Im still a CCNA student and i've not had to prove anything on any exam but I'm guessing doing the above would work as proof.

 

[GhostlyPea]

I'm confused!

My IP address is 196.80.20.0,

This would make it a class C address, I don't know why or how I'm supposed to prove that but from the cisco document its class C

Binary anding doesn't mean a lot to me, I don't see what that has to do with anything? How did you work out or come to the conclusion on your subnet the choice given you wanted in your example 60 hosts? What determines that?

Hey mate,

The classes (as pointed out above) used to be determined by the first bits in the first octet:

00000000 = Class A
10000000 = Class B
11000000 = Class C

Class D and E are for things like multicasting/future use/testing etc. and are basically 224.0.0.0 and up iirc. So when writing it out in binary compare to those first network bits and that how you determine it and prove it.

ANDing:

0 + 0 = 0
1 + 0 = 0
0 + 1 = 0
1 + 1 = 1

So, when working out a subnet using the example the guy above me posted, check the corresponding IP binary bit with its equivalent network address binary bits. This is handy for determining the network mask from a nodes' IP etc.

With my example how did I get 60 hosts? Well I just pulled an easy example figure. With the subnet mask of 255.255.255.192 I will be able to make 64 IP addresses. Assuming my network given was 10.10.10.0 and I applied my mask to it then my IP range would be 10.10.10.0 - 10.10.10.63. I take one off for the network range (10.10.10.0) and one is the broadcast (10.10.10.63). I can tell this as when you AND the network and subnet mask I know that I only have a certain amount of network and hosts bits. If there are no host bits as 1 then it cant be assigned to a node so it is the network address, if it is all 1s then its the broadcast:

10.10.10.0 Network

00001010 00001010 00001010 00000000

255.255.255.192 Subnet mask

11111111 11111111 11111111 11000000

Then everything after the * is host bit, before is network

00001010 00001010 00001010 00*000000
11111111 11111111 11111111 11*000000

So...

Network address is
00001010 00001010 00001010 00000000 - 10.10.10.0
Broadcast is
00001010 00001010 00001010 00111111 - 10.10.10.63

Assuming I was originally given 10.10.10.0 with a subnet mask of 255.255.255.0 and I made that into 4 subnets (as i only need 60 nodes addresses), my network addresses would be

00001010 00001010 00001010 00*000000 - 10.10.10.0: 10.10.10.0 - 10.10.10.63
00001010 00001010 00001010 01*000000 - 10.10.10.64: 10.10.10.64 - 10.10.10.127
00001010 00001010 00001010 10*000000 - 10.10.10126: 10.10.10.128 - 10.10.10.191
00001010 00001010 00001010 11*000000 - 10.10.10.192: 10.10.10.192 - 10.10.10.255

this means each subnet gives me 64 addresses. I cant use 10.10.10.0 as it is a network address (all host bits are 0) and I cant use 10.10.10.63 as it is the broadcast address (all host bits are 1). So that reduces me from 64 to 62 IP addresses. Just enough with 2 spare.

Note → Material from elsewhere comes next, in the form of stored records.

PR #2356, opened 2024-03-20
Implement MapGenerator::generateMiscBuildingType1

AaronVanGeffen:


src/OpenLoco/src/Map/MapGenerator/MapGenerator.cpp
```diff
@@ -453,10 +453,53 @@ namespace OpenLoco::World::MapGenerator
...
+
+                auto bh = 1;
+                auto yDiff = town.y - industry.y;
+                if (yDiff < 0)
+                {
+                    yDiff = -yDiff;
+                    bh = 3;
+                }
+
+                auto totalDiff = xDiff + yDiff;
```
AaronVanGeffen, line 484: This is just doing a Manhattan distance, but keeping track of the rotation as well... Will refactor later.

src/OpenLoco/src/Map/MapGenerator/MapGenerator.cpp
```diff
@@ -749,10 +752,95 @@ namespace OpenLoco::World::MapGenerator
...
+                    // 0x0042E932
+                    auto remainingDistance = xDist;
+                    auto preferredRotation = rotationBL;
+
+                    // 0x0042E945
+                    auto targetNumber = remainingDistance - buildingObj->averageNumberOnMap;
+                    if (targetNumber < 0)
+                    {
+                        rotationBL = rotationBH; // bl = bh
+                        yDist = xDist;           // dh = dl
```
duncanspumpkin, line 804: this looks odd i think its xDist = yDist.

src/OpenLoco/src/Map/MapGenerator/MapGenerator.cpp
```diff
@@ -749,10 +752,95 @@ namespace OpenLoco::World::MapGenerator
...
+                        continue;
+                    }
+
+                    // 0x0042E956
+                    auto index = (rotationBH << 8) | rotationBL;
```
duncanspumpkin, line 809: the index is just rotationBL bh is removed with an & 0xFF.

src/OpenLoco/src/Map/MapGenerator/MapGenerator.cpp
```diff
@@ -749,10 +752,95 @@ namespace OpenLoco::World::MapGenerator
...
+
+                    // 0x0042E98A
+                    auto tile = TileManager::get(targetPos);
+                    auto* surface = tile.surface();
+                    if (surface == nullptr)
+                    {
+                        continue;
+                    }
+
+                    auto baseZ = TileManager::getSurfaceCornerHeight(*surface);
```
duncanspumpkin, line 825: Try stick to the word `height` when referring to things in bigZ. `baseZ` is generally used for smallZ.

src/OpenLoco/src/Map/MapGenerator/MapGenerator.cpp
```diff
@@ -749,10 +752,95 @@ namespace OpenLoco::World::MapGenerator
...
+
+                // Figure out the preferred rotation and distance to work with
+                if (yDist > xDist)
+                {
+                    std::swap(xDist, yDist);
+                    std::swap(rotationBL, rotationBH);
+                }
+
+                // 0x0042E91B
+                for (auto attemptsLeft = 2; attemptsLeft > 0; attemptsLeft--)
```
duncanspumpkin, line 793: Isn't this doing two lines like this:

```
I ------ x ------- x ------- x
                             |
                             |
                             |
                             |
                             x
                             |
                             |
                             |
                             |
                             T
```
Where I is the industry and T is the town. It does whatever the longest one is first then it does the shorter leg.

src/OpenLoco/src/Map/MapGenerator/MapGenerator.cpp
```diff
@@ -749,10 +752,95 @@ namespace OpenLoco::World::MapGenerator
...
+                {
+                    yDist = -yDist;
+                    rotationBH = 3;
+                }
+
+                auto totalDist = xDist + yDist; // bp
+                if (totalDist < 800 || totalDist > 2240)
+                    continue;
+
+                // Figure out the preferred rotation and distance to work with
```
duncanspumpkin, line 785: Order so that the longest edge is in xDist

AaronVanGeffen:
I've reworked the loop into a new function, `placeBuildingsAlongLine`. Not sure about the result, though. I'd expect to see four pylons between industry (I) and town (T), like this:
```
I ------ x ------- x ------- x
                             |
                             |
                             |
                             |
                             x
                             |
                             |
                             |
                             |
                             T
```
However, I'm not seeing this pattern on autogenerated maps that use pylons (e.g. Aerophobia). Needs investigating.

duncanspumpkin:
image
This is master showing exactly what i was expecting. Longest edge first then short edge.

src/OpenLoco/src/Map/MapGenerator/MapGenerator.cpp
```diff
@@ -745,14 +748,102 @@ namespace OpenLoco::World::MapGenerator
         });
     }
 
+    static void placeBuildingsAlongLine(World::Pos2 origin, const BuildingObject* buildingObj, const size_t buildingId, int16_t remainingDistance, uint8_t rotation)
+    {
+        // We'll be placing two buildings along the line, working towards the origin.
```
duncanspumpkin, line 753: why only 2 the old code did it until `remainingDistance -= buildingObj->averageNumberOnMap` was less than 0.

AaronVanGeffen:
Thanks. Made the requested adjustment.

> This is master showing exactly what i was expecting. Longest edge first then short edge.

This is a good illustration. Did you use a particular map, or just the scenario editor?

AaronVanGeffen:
Just got back from my holidays, and figured I'd use some transit time to get back to this PR. I've finally managed to convince myself that this is working correctly.

First off, it took me way too long to realise that the 'Transmitter' object and 'Electricity Pylon' object are not the same. Additionally, it appears the only vanilla industry that requires these objects is the 'Coal-fired Power Station' industry.

To test the function, I made the routine output more pylons than it should:

```diff
@@ -749,6 +749,8 @@ namespace OpenLoco::World::MapGenerator
     // Example: 'Electricity Pylon' building object
     static void generateMiscBuildingType1(const BuildingObject* buildingObj, const size_t id)
     {
+        const_cast<BuildingObject*>(buildingObj)->averageNumberOnMap = 2;
```

Vanilla:
generateMiscBuildingType1_vanilla

This PR:
generateMiscBuildingType1_OpenLoco_impl

So yes, this appears to be in order! 🎉

src/OpenLoco/src/Map/MapGenerator/MapGenerator.cpp
```diff
@@ -745,14 +748,99 @@ namespace OpenLoco::World::MapGenerator
...
+            // NB: return is ignored (it doesn't matter if some pylons missing)
+            GameCommands::doCommand(buildArgs, GameCommands::Flags::apply);
+        }
+
+        return targetPos;
+    }
+
     // 0x0042E893
     // Example: 'Electricity Pylon' building object
+    // Only used required by 'Coal-Fired Power Station' in vanilla
```
duncanspumpkin, line 794: Only used required ???

AaronVanGeffen:
```suggestion
    // Only used by 'Coal-Fired Power Station' in vanilla
```

duncanspumpkin (approved):

PR #2359, opened 2024-03-22
Implement resetIfHeadingForStation

duncanspumpkin:


src/OpenLoco/src/Vehicles/VehicleManager.cpp
```diff
@@ -135,9 +135,36 @@ namespace OpenLoco::VehicleManager
...
+                        carComponent.front->secondaryCargo.qty = 0;
+                    }
+                    if (carComponent.back->secondaryCargo.qty != 0 && carComponent.back->secondaryCargo.townFrom == stationId)
+                    {
+                        carComponent.back->secondaryCargo.qty = 0;
+                    }
+                    if (carComponent.body->primaryCargo.qty != 0 && carComponent.body->primaryCargo.townFrom == stationId)
+                    {
+                        carComponent.body->primaryCargo.qty = 0;
+                    }
```
AaronVanGeffen, line 164: So confusing that this cargo is on different train parts! 

A thought: I think, to me, it would be more intuitive to swap the operands here, checking the stationId first, e.g.:
```suggestion
                    if (carComponent.front->secondaryCargo.townFrom == stationId && carComponent.front->secondaryCargo.qty != 0)
                    {
                        carComponent.front->secondaryCargo.qty = 0;
                    }
                    if (carComponent.back->secondaryCargo.townFrom == stationId && carComponent.back->secondaryCargo.qty != 0)
                    {
                        carComponent.back->secondaryCargo.qty = 0;
                    }
                    if (carComponent.body->primaryCargo.townFrom == stationId && carComponent.body->primaryCargo.qty != 0)
                    {
                        carComponent.body->primaryCargo.qty = 0;
                    }
```

What do you think?

src/OpenLoco/src/Vehicles/VehicleManager.cpp
```diff
@@ -135,9 +135,36 @@ namespace OpenLoco::VehicleManager
...
+                train.head->stationId = StationId::null;
+            }
+
+            // Remove any station references from cargo
+            // NOTE: Deletes the cargo!
+            for (auto& car : train.cars)
+            {
+                for (auto& carComponent : car)
+                {
+                    if (carComponent.front->secondaryCargo.qty != 0 && carComponent.front->secondaryCargo.townFrom == stationId)
```
LeftofZen, line 153: you don't need any of these checks for `!= 0`. Regardless of the value of `qty`, the new value will always be zero (assuming the second check passes)

LeftofZen (changes requested):
Can remove the first expression in each of the if statements

src/OpenLoco/src/Vehicles/VehicleManager.cpp
duncanspumpkin: good point.

src/OpenLoco/src/Vehicles/VehicleManager.cpp
duncanspumpkin: definitely up there with some of the more annoying choices!

AaronVanGeffen (approved):
Looks good to me 👍

LeftofZen (approved):
looks good to me, and have already playtested it last night, didn't find any issues

PR #2360, opened 2024-03-22
Implement building animation 2 (water fountains)

duncanspumpkin:


AaronVanGeffen (approved):
Fountains are animating as expected on this PR. Nice one!

PR #2361, opened 2024-03-23
Update SoftwareDrawingContext.h

thasneem9:
1.Updated function signatures in the SoftwareDrawingContext class to replace const void* args with const FormatArguments& args where necessary. 2.Updated the overridden virtual functions to match the new function signatures. These changes ensure that the functions now accept a const FormatArguments& instead of a const void* for the args parameter, as suggested in the fix.

### DIFF
--- a/src/OpenLoco/src/Drawing/SoftwareDrawingContext.h
+++ b/src/OpenLoco/src/Drawing/SoftwareDrawingContext.h
@@ -1,5 +1,3 @@
-#pragma once
-
 #include "DrawingContext.h"
 #include "Graphics/Gfx.h"
 #include "Graphics/PaletteMap.h"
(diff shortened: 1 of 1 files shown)


LeftofZen:
Please don't make duplicate PRs, and if you do, close one.

shivaganesht:
Your updates to the SoftwareDrawingContext class are a significant improvement. By replacing const void args with const FormatArguments& args, you not only enhance type safety but also improve clarity in function usage. This change aligns perfectly with modern C++ practices and ensures that the overridden virtual functions remain consistent with the new signatures. Adopting these changes will undoubtedly lead to more maintainable and understandable code, which is essential for any collaborative development environment. Implementing these adjustments is a wise step forward, and I encourage you to proceed with integrating them into the main codebase for maximum benefit.

PR #2362, opened 2024-03-23
Update SoftwareDrawingContext.h

thasneem9:
Updated function signatures in the SoftwareDrawingContext class to replace const void* args with const FormatArguments& args where necessary. Updated the overridden virtual functions to match the new function signatures. These changes ensure that the functions now accept a const FormatArguments& instead of a const void* for the args parameter, as suggested in the fix.


LeftofZen:
You'll need to get this to build before we can review it.

AaronVanGeffen:
This will require more than just a simple signature change, regardless. Preferably, this is only taken up after #2348 has been merged.

Closing for now.

PR #2423, opened 2024-04-11
Add progress bars to gamestate import/export

AaronVanGeffen:
Closes #1014.

Adding these makes it apparent that the title screen is loaded twice when opening the game, somehow? Worth looking into for a potential speed-up.

PR #2431, opened 2024-04-11
Remove redundant calls to Title::start

AaronVanGeffen:
The new progress bars (#2423) revealed we were loading the title screen twice. Means a very modest speedup in starting the game.


ZehMatt (approved):
Tested and improves the startup time quite a bit.

PR #2435, opened 2024-04-11
Clean up visitor pattern in Title.cpp

AaronVanGeffen:


src/OpenLoco/src/Title.cpp
```diff
@@ -187,6 +176,51 @@ namespace OpenLoco::Title
         Audio::stopMusic();
     }
 
+    static void handleStep([[maybe_unused]] const WaitStep& step)
```
ZehMatt, line 179: The argument is actually used here.

AaronVanGeffen: Ah, you're right!

duncanspumpkin:
Could do with apply this same setup to the intro (not that many care about the intro)

AaronVanGeffen:
> Could do with apply this same setup to the intro (not that many care about the intro)

Probably, though that will require quite a refactor. Better to file an issue for it, I think. Could be a 'good first issue' for someone new to pick up.

ZehMatt (approved):

PR #2436, opened 2024-04-12
Refactor Window storage to use sfl::static_vector

ZehMatt:
Puts the Windows in their own storage rather than relying on the external memory. I've kept the changes relatively simple for now to just have it in a working condition before doing further refactors.

### DIFF
--- a/src/OpenLoco/src/Ui/WindowManager.cpp
+++ b/src/OpenLoco/src/Ui/WindowManager.cpp
@@ -29,6 +29,7 @@
 #include <algorithm>
 #include <cinttypes>
 #include <memory>
+#include <sfl/static_vector.hpp>
 
 using namespace OpenLoco::Interop;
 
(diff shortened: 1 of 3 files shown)


src/OpenLoco/src/Ui/WindowManager.cpp
```diff
@@ -488,22 +490,12 @@ namespace OpenLoco::Ui::WindowManager
...
-        for (Ui::Window* w = &_windows[0]; w != _windowsEnd; w++)
-        {
-            if (w == &pWindow)
-                return i;
-
-            i++;
-        }
-
-        return 0;
+        return &pWindow - _windows.data();
```
AaronVanGeffen, line 493: Just for my understanding, would this not need to be divided by `sizeof(Window)`?

AaronVanGeffen (approved):
Nice work! Appears to be working well, and handles the current window limit fine.

With this in, I'd like to increase the window limit from 12 to -say- 50. That can be done in a separate commit in this PR or in a follow-up PR. Up to you. Doing so would finally close issue #2 (yes, two!).

src/OpenLoco/src/Ui/WindowManager.cpp
ZehMatt: No, it gives the distance by pointer type and not by bytes.

AaronVanGeffen: Alright, nice.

Hope that's not too much rambling and makes sense!

- Pea0n

 

[-Mike-]

slightly off topic, but why is there still this obsession with teaching classful networks? It's irrelevent, it's antiquated and it's a pain to beat out of people to make them understand CIDR...

Still, he's right, until you know it doing the binary bit is the easiest way...

Lol I don't think I'll ever understand this! To be honest I can't believe its an assignment.... given he talked about it for only a single hour. Love my course tbh!